» WHAT YOU WILL DO
Beginning at the line containing "oussamaessaji, line 35: If" in the material below and ending at the line containing "Reverts Ostorlab/ostorlab#583", return each line exactly and add nothing.

» PROVIDED RECORDS
========

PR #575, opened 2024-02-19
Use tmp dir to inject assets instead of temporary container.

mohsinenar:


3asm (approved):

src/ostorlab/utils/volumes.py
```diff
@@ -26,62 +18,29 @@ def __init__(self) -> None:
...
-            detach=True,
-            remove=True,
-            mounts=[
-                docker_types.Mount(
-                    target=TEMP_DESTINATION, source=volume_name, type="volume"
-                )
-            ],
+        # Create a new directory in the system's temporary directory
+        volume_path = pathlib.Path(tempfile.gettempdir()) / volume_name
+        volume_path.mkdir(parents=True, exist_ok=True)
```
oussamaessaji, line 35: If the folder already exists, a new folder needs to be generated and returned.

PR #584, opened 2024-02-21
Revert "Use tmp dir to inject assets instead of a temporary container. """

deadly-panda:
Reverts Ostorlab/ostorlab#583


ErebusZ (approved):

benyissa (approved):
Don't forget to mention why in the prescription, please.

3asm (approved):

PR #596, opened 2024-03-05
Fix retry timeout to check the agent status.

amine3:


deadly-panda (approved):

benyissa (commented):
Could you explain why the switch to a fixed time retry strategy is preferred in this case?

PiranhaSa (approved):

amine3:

========

» SOLUTION FOR THIS PROBLEM
oussamaessaji, line 35: If the folder already exists, a new folder needs to be generated and returned.

PR #584, opened 2024-02-21
Revert "Use tmp dir to inject assets instead of a temporary container. """

deadly-panda:
Reverts Ostorlab/ostorlab#583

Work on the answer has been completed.